TASK TO COMPLETE
Where the records below reach the line containing "Cache-Decorator", start transcribing, and end with the line containing "AnyoneClown: Refactor it", exactly and with nothing else added.

*** Begin section ***

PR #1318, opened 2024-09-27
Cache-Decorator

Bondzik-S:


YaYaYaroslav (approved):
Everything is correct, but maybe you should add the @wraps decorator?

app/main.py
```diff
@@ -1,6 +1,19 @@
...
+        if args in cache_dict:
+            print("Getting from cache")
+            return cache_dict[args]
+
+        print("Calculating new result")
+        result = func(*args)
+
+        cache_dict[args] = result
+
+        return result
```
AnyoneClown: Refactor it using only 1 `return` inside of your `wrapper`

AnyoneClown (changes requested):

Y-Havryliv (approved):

*** End section ***
*** Begin section ***

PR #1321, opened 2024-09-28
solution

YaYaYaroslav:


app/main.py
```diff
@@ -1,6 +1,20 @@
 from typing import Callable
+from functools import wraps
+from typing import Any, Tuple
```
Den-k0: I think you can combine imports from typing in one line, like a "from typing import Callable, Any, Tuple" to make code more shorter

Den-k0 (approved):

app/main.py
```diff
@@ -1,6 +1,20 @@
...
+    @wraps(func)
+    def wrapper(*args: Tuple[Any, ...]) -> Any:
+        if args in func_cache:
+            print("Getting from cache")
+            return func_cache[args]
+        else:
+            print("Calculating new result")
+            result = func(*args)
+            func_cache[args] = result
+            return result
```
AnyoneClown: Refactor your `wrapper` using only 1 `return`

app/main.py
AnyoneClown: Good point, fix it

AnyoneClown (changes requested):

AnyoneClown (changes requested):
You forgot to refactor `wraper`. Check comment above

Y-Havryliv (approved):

*** End section ***

RESULT FOR THIS TASK
Cache-Decorator

Bondzik-S:


YaYaYaroslav (approved):
Everything is correct, but maybe you should add the @wraps decorator?

app/main.py
```diff
@@ -1,6 +1,19 @@
...
+        if args in cache_dict:
+            print("Getting from cache")
+            return cache_dict[args]
+
+        print("Calculating new result")
+        result = func(*args)
+
+        cache_dict[args] = result
+
+        return result
```
AnyoneClown: Refactor it using only 1 `return` inside of your `wrapper`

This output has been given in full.